# Necron anti-Ork tactics



## amrogers3 (Sep 20, 2010)

I am a new Necron player facing Orks this weekend. Never played against Orks. Any suggestions on what to include in my armylist? Since their BS is generally bad and they want to get into CC, I was thinking of going mechanized.

Couple Monoliths which is 14 all around and will suck them in if they get close to the portal. It would also be good for anti horde with the pie plate weapon and two sets of Gauss flayers.

Maybe a Ghost Ark to respawn Warriors and a couple Night Scythes to capture objectives.

Any suggestions?


----------



## SuperSquid (Feb 5, 2011)

instead of monolith, run annhilation barges with lots of tesla, immortals with tesla and wraiths. You could also run a squad of deathmarks to snipe his boss and/or character units. these choices are what i have had the best luck with.


----------



## Archaon18 (Feb 17, 2012)

Night scythes and Monoliths sound good, but if they're running Lootas Scythes aren't the best. BS2 means they don't care about Snap Shooting. Tesla Immortals are great if charged whereas something like a CCB will keep your lord fighting.


----------



## Farseer Darvaleth (Nov 15, 2009)

Two things that are *great* against Orks:

- Tomb Blades. Take Particle Beamers, with a squad of 5. Enjoy. That's 5 S6 Ap5 small blast templates per round of shooting. Bye bye Orks.

- Orikan the Diviner + C'tan with Writhing Worldscape. Entire board is Dangerous Terrain turn 1, and all difficult terrain is dangerous for as long as the C'tan lives. If the Ork hordes move, you will kill one in every 6. Say they have 90 boys; you just killed 15 of the things without even doing anything. And a sixth of their vehicles just got Immobilised. 
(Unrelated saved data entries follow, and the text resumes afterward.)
PR #936, opened 2023-10-10
src: pomodoro: Add verbose mode

aquilamacedo:
Add support for the verbose parameter within `kw pomodoro`. The verbose parameter gives details of the commands that are executed behind the scenes.

Note: This is part of the issue: #857


rodrigosiqueira:
I guess the pomodoro feature will depend on the verbose in the db feature to be more helpful. Anyway, it merged into the unstable branch.

Issue #596, opened 2022-04-24
Installation fails if package databases aren't up to date


isinyaaa:
**Description:**

Even though the setup fails to install some dependencies, the `kw` setup script continues installing.

**How to Reproduce:**

1. Attempt to install `kw` on an out of date system (maybe if you're offline that'd work as well
2. Then some packages won't install as they can't be found
3. setup continues as if everything were alright

**Expected behavior:**

`kw` should either stop the setup as soon as some error occurs or attempt some fix before quitting.

**Screenshots:**

<img width="1503" alt="image" src="https://user-images.githubusercontent.com/39812919/164953678-28792986-e745-45f7-bfb5-d5aa041cf962.png">

**System information:**

 - OS: Arch Linux ARM (arch-based)
 - Kw Version: unstable (dcfc948)
 - Bash Version: 5.1.16

PR #940, opened 2023-10-17
setup.sh: stop kw installation if dependencies cannot be installed.

jppaulo06:
We perform a check to see if the installation of the dependencies was successful, which exits the program if not.

For example, the user may lack sudo privileges or answer NO when asked to install the dependencies.

Closes: #596

### DIFF
--- a/.github/workflows/test_setup_and_docs.yml
+++ b/.github/workflows/test_setup_and_docs.yml
@@ -12,6 +12,12 @@ jobs:
       - name: Checkout repository
         uses: actions/checkout@v3
 
+      # This is here just because git-email cannot be installed in the 
+      # Github CI otherwise.
+      - name: Add git-core PPA for git-email
+        run: |
+          sudo add-apt-repository ppa:git-core/ppa -y
+
       - name: Update the system
         run: |
           sudo apt update -y
--- a/setup.sh
+++ b/setup.sh
@@ -51,6 +51,8 @@ function check_dependencies()
   local package_list=''
   local cmd=''
   local distro
+  local ret
+  local error_message=''
 
   distro=$(detect_distro '/')
 
@@ -81,8 +83,9 @@ function check_dependencies()
 
   if [[ -n "$package_list" ]]; then
     if [[ "$FORCE" == 0 ]]; then
-      if [[ $(ask_yN "Can we install the following dependencies $package_list?") =~ '0' ]]; then
-        return 0
+      if [[ $(ask_yN "Can we install the following dependencies? ${package_list}") =~ '0' ]]; then
+        complain 'Aborting kw installation...'
+        exit 125 # ECANCELED
       fi
     fi
 
@@ -92,8 +95,19 @@ function check_dependencies()
     else
       eval "sudo $cmd"
     fi
-  fi
+    ret="$?"
 
+    # Installation failed...
+    if [[ "$ret" -ne 0 ]]; then
+      error_message='[ERROR]: Dependency installation failure: '
+      [[ "$ret" -eq 1 ]] && error_message+='Lacked sudo privileges to install the packages:'
+      [[ "$ret" -ne 1 ]] && error_message+='Something went wrong when installing the packages:'
+      error_message+=$'\n'"$package_list"
+      complain "$error_message"
+      exit "$ret"
+    fi
+
+  fi
 }
 
 function generate_documentation()


rodrigosiqueira:
@jppaulo06 could you investigate why this PR failed in the CI?

davidbtadokoro:
> @jppaulo06 could you investigate why this PR failed in the CI?

Hi @rodrigosiqueira. I was discussing this with @jppaulo06 and @uwla earlier today. We could pin down to the fact that the below error

Screen Shot 2023-10-17 at 19 41 17

always happens when running this job on the CI, as you can see in any run of https://github.com/kworkflow/kworkflow/actions/workflows/test_setup_and_docs.yml (for example, you can see it [here](https://github.com/kworkflow/kworkflow/actions/runs/6553481859/job/17798880575) by expanding the 'Check Installation' tab).

The thing is, with this PR, the installation stops if a dependency could not be resolved (which I think is the correct behavior) and exits with a non-zero code, which causes the job to fail. In other words, this PR exposed what it seems to be a long-lasting bug in the CI.

setup.sh
```diff
@@ -92,8 +93,20 @@ function check_dependencies()
...
     fi
-  fi
 
+    # installation failed...
+    local ret="$?"
+    if [[ "$ret" -ne 0 ]]; then
+      local errmsg=''
+      errmsg="[ERROR]:Dependency installation failure: "
+      [[ "$ret" -eq 1 ]] && errmsg+="lacked sudo privileges to install the packages "
+      [[ "$ret" -ne 1 ]] && errmsg+="something went wrong when installing "
```
davidbtadokoro, line 103: Use single-quotes in all these 3 lines. Also, don't forget to double check if these return codes are consistent, if you didn't already.

setup.sh
```diff
@@ -92,8 +93,20 @@ function check_dependencies()
...
+      errmsg+=$package_list
```
davidbtadokoro, line 104: Use double-quotes around `$package_list`. 

**Suggestion**: add a line break before `$package_list`, like

```bash
errmsg+=$'\n'"$package_list"
```

to make a more organized output to the user.

davidbtadokoro (changes requested):
Hey @jppaulo06  and @uwla, and thank you guys so much for this change! Making kw more robust is always welcomed and all the more for a critical part like the installation script.

Left some comments, so see if you can address them (don't hesitate to ping me for any doubt).

Besides those, please address these 3 points related to the commit message:

1. Remove the full stop at the end of the subject line;
2. Make one of the `Co-authored-by` lines a `Signed-off-by` line (see why [here](https://kworkflow.org/content/howtocontribute.html#certify-your-work-by-adding-your-signed-off-by-line));
3. Nice use of imperative form by using '**perform**', but maybe make it `Perform a check (...)` instead of `We perform a check (...)`.

**NOTE:** This PR exposed a bug on the CI, as mentioned in my comment above. I see two approachs: fix the bug as a first commit to this PR, or fix the bug in a future PR (we would have to settle with the CI fail). @rodrigosiqueira, what's your opinion on this?

rodrigosiqueira:
@davidbtadokoro @jppaulo06 let's fix the CI as part of this PR.

rodrigosiqueira:
@jppaulo06 any progress?

uwla:
We have fixed the missing git-email dependency in the CI.

But, before we accept this PR, we would like to improve the error message displayed by KW if the dependencies cannot be installed.

We will do it pretty soon.

uwla:
I think we are done here @davidbtadokoro @rodrigosiqueira. What do you guys think?

.github/workflows/test_setup_and_docs.yml
```diff
@@ -12,6 +12,10 @@ jobs:
       - name: Checkout repository
         uses: actions/checkout@v3
 
+      - name: Add PPA
+        run: |
+          sudo add-apt-repository ppa:git-core/ppa -y
```
davidbtadokoro, line 17: Good and simple approach to solve this CI problem!!! 😄

However, I'm going to have to be a little more nitpicky, as I consider the bar higher for CI changes 😬.

3 things:

1. Please, add a succinct comment above the job to explain the reasoning behind adding this PPA and change the name of the job to something more specific (`Add PPA` is too broad). If you can achieve a self-explanatory job name, you can drop the comment part.
2. Just to keep the commit history consistent (no commit fails in the CI) move this commit to be the first in the series, as the CI bug you detected is independent from the current first commit.
3. I know that being a CI bug, you are limited in term of fixes, but is this fix "weak" (i.e., it may stop working in the future)? @rodrigosiqueira, what do you think?

setup.sh
```diff
@@ -100,9 +100,9 @@ function check_dependencies()
     # Installation failed...
```
davidbtadokoro, line 100: Squash the current third commit with the current first commit of the series (the one that introduced these lines).

setup.sh
```diff
@@ -100,9 +100,9 @@ function check_dependencies()
...
     if [[ "$ret" -ne 0 ]]; then
       error_message='[ERROR]: Dependency installation failure:'
-      [[ "$ret" -eq 1 ]] && error_message+='\nLacked sudo privileges to install the packages'
-      [[ "$ret" -ne 1 ]] && error_message+='\nSomething went wrong when installing the packages'
-      error_message+='\n'"$package_list"
+      [[ "$ret" -eq 1 ]] && error_message+=' Lacked sudo privileges to install the packages:'
+      [[ "$ret" -ne 1 ]] && error_message+=' Something went wrong when installing the packages:'
+      error_message+="\n$package_list"
```
davidbtadokoro, line 105: The assignment `error_message+="\n$package_list"` doesn't add a newline before the value of `package_list`. `complain "$error_message"` would result in something like

```bash
[ERROR]: Dependency installation failure: Lacked sudo privileges to install the packages:\n<list of packages>
```

Instead, you should use `error_message+=$'\n'"$package_list"` to add this leading newline.

To better understand the why of it see this excerpt from the Bash reference manual below:

Screen Shot 2023-10-30 at 22 49 58

davidbtadokoro (changes requested):
Hi @uwla and @jppaulo06, and thanks for update! Really happy you guys could manage to fix this CI problem.

We are almost at the perfect point, just some more details and we are good to go 😃

Please, see if you can address the comments that I left, and feel free to ask me for any doubts.

setup.sh
```diff
@@ -81,8 +83,9 @@ function check_dependencies()
 
   if [[ -n "$package_list" ]]; then
     if [[ "$FORCE" == 0 ]]; then
-      if [[ $(ask_yN "Can we install the following dependencies $package_list?") =~ '0' ]]; then
-        return 0
+      if [[ $(ask_yN 'Can we install the following dependencies $package_list?') =~ '0' ]]; then
```
rodrigosiqueira, line 86: https://kworkflow.org/content/codingstyle.html#string-concatenation

.github/workflows/test_setup_and_docs.yml
rodrigosiqueira: When we migrate to Sourcehut, I think this will not be an issue. However, for now, it is acceptable to use this PPA.

rodrigosiqueira (changes requested):

.github/workflows/test_setup_and_docs.yml
jppaulo06: > Good and simple approach to solve this CI problem!!! 😄
> 
> However, I'm going to have to be a little more nitpicky, as I consider the bar higher for CI changes 😬.
> 
> 3 things:
> 
> 1. Please, add a succinct comment above the job to explain the reasoning behind adding this PPA and change the name of the job to something more specific (`Add PPA` is too broad). If you can achieve a self-explanatory job name, you can drop the comment part.
> 2. Just to keep the commit history consistent (no commit fails in the CI) move this commit to be the first in the series, as the CI bug you detected is independent from the current first commit.
> 3. I know that being a CI bug, you are limited in term of fixes, but is this fix "weak" (i.e., it may stop working in the future)? @rodrigosiqueira, what do you think?

Just made some changes in the pull request, but forgot 1. and 2.
I will change it in a moment again...

davidbtadokoro:
Hey @uwla and @jppaulo06, and thank you so much for updating the PR with great attention to detail.

Retested the PR and reviewed it again, and everything looks legit to me. So merged into the unstable branch 👍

Plenty of Tesla otherwise is great too.


----------



## falcoso (Apr 7, 2012)

Or generally a c'tan with GoD and charge him into boyz, because then he can't be wounded by them and he can regain wounds. Also if there are nobz, think about taking a Doomsday Ark so u can ID them and stop FnP (if there is a pain boy), a doom scythe would be good too.
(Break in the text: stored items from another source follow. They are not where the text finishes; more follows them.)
PR #941, opened 2023-10-17
Fix missing git credentials in tests

uwla:
The test suite `kwklib_test` required the git credentials `user.name` and `user.email`, but these were not defined when creating ephemeral git repositories for the tests. Rather, the tests relied on global git credentials, which if not set would cause the test to fail because it is not possible to make git commits without the mentioned credentials. This PR adds local git credentials when creating temporary git repos. That way, the test suite will pass even if no global git credentials are defined.


rodrigosiqueira:
Thanks!

PR #942, opened 2023-10-17
Fix typo in device module

uwla:
Replace `--eliminate` with `--delimiter` in cut command options in deviceinfo module, which was due to a typo.


rodrigosiqueira:
Thanks
Merged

Also if you are taking lychguard w/scythes then get Zandrekh if you can, then you can give stuff night Fighting first turn, and the when the lychguard are about to charge give them furious charge (and once again you are ID the nobz), and also you can take FC away from any Orks that get too close.


----------



## Creator of Chaos (Feb 8, 2012)

Trayzyn the Infinite on a Command Barge with underslung Tesla Cannon is a great way to clear out hoards. Mind Schackle Scarabs, the emphatic oblitorater and d6 Hammer of wrath attacks will severly reduce if not outright destroy a hoard of Boys. and thanks to by a AV rear 11 Chariot and having a 2+ save on it theres little they can do to stop him.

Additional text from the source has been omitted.